- Opening Delimiter -

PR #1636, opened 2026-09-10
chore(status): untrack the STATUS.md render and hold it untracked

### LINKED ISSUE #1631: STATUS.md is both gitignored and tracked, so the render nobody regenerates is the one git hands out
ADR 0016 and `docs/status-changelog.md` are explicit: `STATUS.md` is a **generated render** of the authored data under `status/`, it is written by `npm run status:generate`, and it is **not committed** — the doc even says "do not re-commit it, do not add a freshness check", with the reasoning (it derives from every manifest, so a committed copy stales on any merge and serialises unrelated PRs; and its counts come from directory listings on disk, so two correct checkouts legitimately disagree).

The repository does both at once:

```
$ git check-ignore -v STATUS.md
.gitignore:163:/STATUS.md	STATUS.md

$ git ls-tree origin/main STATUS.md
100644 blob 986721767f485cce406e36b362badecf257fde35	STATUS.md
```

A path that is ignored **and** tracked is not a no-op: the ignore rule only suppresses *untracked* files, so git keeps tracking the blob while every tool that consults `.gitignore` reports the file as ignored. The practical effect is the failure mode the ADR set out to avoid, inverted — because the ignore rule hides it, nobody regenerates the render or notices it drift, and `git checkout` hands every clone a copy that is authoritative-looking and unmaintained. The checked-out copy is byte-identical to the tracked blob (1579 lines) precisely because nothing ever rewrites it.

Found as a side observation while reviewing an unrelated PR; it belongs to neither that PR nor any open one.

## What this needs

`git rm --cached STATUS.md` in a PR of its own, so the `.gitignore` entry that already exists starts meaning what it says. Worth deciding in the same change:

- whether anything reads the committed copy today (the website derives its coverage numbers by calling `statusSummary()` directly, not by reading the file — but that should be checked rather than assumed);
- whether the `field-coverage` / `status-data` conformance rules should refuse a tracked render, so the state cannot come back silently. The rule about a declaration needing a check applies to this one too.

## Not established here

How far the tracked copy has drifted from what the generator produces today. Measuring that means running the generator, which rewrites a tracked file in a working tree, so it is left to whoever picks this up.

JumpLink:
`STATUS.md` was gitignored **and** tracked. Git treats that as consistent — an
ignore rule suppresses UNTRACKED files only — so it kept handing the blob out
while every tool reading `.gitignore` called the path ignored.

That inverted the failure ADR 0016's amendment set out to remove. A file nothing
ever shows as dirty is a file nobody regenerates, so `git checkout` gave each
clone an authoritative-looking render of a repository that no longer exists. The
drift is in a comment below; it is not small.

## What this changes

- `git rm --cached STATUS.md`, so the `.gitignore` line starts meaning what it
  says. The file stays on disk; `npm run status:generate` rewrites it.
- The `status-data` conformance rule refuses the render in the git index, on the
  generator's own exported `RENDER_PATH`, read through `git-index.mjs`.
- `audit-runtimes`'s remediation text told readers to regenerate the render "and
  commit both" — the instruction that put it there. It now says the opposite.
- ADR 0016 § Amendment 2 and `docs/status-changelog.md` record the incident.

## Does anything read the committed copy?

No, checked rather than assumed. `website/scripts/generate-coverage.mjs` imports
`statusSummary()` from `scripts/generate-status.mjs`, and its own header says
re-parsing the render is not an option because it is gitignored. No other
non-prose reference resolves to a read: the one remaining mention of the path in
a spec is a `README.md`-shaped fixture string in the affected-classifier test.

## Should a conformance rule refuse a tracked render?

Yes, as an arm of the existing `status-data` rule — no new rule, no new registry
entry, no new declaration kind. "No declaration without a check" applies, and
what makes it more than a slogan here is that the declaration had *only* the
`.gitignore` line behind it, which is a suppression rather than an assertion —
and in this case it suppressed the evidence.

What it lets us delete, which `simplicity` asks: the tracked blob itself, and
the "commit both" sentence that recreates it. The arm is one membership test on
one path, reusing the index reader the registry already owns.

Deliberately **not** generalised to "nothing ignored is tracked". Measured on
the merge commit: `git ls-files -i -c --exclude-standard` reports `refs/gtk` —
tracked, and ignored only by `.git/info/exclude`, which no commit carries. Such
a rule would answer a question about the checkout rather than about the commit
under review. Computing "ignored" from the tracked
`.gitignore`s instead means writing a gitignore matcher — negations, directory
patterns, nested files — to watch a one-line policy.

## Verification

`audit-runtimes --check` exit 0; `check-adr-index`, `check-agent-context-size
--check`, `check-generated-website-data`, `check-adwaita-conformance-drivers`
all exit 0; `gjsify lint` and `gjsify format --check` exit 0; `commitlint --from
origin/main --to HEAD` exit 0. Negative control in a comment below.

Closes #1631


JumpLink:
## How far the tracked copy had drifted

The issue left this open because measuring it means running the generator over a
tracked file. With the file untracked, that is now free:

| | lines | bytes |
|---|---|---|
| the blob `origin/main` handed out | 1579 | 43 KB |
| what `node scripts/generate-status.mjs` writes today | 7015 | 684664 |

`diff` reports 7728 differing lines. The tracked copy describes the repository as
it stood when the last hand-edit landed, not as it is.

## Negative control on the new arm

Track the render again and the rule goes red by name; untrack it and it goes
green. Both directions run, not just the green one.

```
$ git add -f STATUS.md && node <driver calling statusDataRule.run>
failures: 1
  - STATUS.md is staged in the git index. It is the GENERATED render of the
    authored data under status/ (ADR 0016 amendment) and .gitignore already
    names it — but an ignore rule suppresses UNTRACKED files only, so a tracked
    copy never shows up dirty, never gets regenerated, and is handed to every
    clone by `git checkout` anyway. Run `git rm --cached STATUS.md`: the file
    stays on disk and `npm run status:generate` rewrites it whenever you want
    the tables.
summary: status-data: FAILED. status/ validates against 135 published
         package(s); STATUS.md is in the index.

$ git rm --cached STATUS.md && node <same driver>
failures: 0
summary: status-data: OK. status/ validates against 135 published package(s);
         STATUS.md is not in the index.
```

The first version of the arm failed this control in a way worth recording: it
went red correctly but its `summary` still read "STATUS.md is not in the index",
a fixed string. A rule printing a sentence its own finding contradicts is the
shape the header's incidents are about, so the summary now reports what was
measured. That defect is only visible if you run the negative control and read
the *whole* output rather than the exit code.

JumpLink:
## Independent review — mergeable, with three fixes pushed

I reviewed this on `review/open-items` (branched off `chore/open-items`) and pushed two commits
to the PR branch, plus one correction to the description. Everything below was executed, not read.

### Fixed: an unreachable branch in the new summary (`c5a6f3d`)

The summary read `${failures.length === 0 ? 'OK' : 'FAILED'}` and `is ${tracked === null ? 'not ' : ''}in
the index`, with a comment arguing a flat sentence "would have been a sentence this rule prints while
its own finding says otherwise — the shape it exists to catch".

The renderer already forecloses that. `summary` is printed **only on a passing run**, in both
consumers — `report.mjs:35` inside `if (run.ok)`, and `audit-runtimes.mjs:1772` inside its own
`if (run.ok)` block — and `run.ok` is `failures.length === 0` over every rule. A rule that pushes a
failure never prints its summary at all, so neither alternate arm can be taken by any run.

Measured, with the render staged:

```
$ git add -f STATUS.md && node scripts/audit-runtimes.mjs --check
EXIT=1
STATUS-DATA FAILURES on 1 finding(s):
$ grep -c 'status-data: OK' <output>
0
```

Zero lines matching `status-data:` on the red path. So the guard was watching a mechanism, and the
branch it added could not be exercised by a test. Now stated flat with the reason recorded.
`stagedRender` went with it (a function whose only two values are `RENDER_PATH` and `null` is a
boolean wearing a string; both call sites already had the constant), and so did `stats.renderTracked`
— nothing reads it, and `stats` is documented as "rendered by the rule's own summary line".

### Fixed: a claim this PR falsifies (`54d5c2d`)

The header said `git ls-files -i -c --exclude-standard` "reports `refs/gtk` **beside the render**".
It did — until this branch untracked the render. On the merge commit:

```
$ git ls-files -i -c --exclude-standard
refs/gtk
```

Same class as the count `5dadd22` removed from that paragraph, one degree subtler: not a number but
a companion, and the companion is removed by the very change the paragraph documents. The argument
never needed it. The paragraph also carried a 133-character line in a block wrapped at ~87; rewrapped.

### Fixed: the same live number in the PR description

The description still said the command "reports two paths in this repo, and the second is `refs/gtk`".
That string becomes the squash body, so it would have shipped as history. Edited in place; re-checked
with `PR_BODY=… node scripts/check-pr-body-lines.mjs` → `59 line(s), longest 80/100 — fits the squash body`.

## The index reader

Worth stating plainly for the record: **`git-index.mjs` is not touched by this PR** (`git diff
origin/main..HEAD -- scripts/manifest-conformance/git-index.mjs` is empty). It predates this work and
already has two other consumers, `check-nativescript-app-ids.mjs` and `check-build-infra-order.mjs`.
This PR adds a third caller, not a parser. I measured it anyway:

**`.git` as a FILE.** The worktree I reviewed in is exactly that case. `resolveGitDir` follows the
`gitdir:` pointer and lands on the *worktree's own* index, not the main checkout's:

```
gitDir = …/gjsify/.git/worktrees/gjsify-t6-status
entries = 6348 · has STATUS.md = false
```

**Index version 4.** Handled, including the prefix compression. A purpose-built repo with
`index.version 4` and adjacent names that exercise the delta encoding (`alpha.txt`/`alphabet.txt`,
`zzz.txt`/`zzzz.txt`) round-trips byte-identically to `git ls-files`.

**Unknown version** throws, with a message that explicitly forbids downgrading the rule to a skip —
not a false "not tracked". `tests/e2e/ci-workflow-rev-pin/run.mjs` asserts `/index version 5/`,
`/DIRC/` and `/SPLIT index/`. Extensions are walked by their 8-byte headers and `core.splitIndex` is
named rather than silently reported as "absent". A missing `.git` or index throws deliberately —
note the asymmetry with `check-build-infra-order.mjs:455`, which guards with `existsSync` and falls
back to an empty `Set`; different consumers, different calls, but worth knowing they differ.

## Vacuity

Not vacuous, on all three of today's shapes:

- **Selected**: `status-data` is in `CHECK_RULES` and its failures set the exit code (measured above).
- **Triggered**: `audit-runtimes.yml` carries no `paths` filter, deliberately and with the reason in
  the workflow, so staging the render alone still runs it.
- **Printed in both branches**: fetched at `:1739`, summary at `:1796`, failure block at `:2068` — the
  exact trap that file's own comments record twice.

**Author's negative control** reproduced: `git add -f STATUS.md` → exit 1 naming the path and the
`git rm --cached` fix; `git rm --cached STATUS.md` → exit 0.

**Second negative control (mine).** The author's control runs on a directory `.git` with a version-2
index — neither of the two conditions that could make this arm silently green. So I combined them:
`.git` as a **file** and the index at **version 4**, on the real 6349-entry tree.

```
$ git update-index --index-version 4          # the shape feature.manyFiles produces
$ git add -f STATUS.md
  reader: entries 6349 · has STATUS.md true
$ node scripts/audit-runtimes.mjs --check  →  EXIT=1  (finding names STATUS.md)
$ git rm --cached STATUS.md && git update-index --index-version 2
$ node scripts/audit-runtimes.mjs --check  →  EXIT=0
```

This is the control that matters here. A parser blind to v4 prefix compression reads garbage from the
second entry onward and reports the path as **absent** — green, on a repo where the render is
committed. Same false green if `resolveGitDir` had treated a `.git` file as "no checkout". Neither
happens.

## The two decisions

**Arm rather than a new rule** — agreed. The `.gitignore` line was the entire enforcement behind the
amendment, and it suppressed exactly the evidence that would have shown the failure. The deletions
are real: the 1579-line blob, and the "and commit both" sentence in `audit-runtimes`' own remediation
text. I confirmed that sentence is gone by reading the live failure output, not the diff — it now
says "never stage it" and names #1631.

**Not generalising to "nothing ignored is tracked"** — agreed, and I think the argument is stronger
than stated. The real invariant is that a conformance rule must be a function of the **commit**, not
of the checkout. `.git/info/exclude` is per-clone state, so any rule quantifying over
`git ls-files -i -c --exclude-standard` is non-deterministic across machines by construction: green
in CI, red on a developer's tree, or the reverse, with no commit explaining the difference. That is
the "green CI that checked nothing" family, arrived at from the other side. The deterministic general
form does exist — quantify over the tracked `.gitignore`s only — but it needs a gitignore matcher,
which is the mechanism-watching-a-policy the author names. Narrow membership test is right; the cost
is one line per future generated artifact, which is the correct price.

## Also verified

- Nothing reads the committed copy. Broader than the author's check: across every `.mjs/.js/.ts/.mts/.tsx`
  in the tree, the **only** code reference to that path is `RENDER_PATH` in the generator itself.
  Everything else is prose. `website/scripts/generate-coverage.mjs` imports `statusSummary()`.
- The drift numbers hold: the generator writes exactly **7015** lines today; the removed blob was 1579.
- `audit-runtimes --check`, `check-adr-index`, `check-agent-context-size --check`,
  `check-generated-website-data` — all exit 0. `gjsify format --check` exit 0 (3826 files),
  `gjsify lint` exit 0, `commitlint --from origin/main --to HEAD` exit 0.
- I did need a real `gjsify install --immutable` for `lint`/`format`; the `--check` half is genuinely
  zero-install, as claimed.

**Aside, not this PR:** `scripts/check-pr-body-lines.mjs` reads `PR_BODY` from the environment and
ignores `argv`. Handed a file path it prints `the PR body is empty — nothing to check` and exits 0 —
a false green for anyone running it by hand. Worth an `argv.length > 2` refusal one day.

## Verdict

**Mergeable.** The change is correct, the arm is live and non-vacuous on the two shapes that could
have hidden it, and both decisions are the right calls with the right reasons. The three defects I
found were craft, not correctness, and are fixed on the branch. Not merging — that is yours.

- Closing Delimiter -

ABOUT THIS TASK
Could you reproduce, exactly, every line above from the line with "the repository as" to the line with "to the PR branch, plus", and no other line? Both ends count.

RESULT OF THIS TASK
`diff` reports 7728 differing lines. The tracked copy describes the repository as
it stood when the last hand-edit landed, not as it is.

## Negative control on the new arm

Track the render again and the rule goes red by name; untrack it and it goes
green. Both directions run, not just the green one.

```
$ git add -f STATUS.md && node <driver calling statusDataRule.run>
failures: 1
  - STATUS.md is staged in the git index. It is the GENERATED render of the
    authored data under status/ (ADR 0016 amendment) and .gitignore already
    names it — but an ignore rule suppresses UNTRACKED files only, so a tracked
    copy never shows up dirty, never gets regenerated, and is handed to every
    clone by `git checkout` anyway. Run `git rm --cached STATUS.md`: the file
    stays on disk and `npm run status:generate` rewrites it whenever you want
    the tables.
summary: status-data: FAILED. status/ validates against 135 published
         package(s); STATUS.md is in the index.

$ git rm --cached STATUS.md && node <same driver>
failures: 0
summary: status-data: OK. status/ validates against 135 published package(s);
         STATUS.md is not in the index.
```

The first version of the arm failed this control in a way worth recording: it
went red correctly but its `summary` still read "STATUS.md is not in the index",
a fixed string. A rule printing a sentence its own finding contradicts is the
shape the header's incidents are about, so the summary now reports what was
measured. That defect is only visible if you run the negative control and read
the *whole* output rather than the exit code.

JumpLink:
## Independent review — mergeable, with three fixes pushed

I reviewed this on `review/open-items` (branched off `chore/open-items`) and pushed two commits
to the PR branch, plus one correction to the description. Everything below was executed, not read.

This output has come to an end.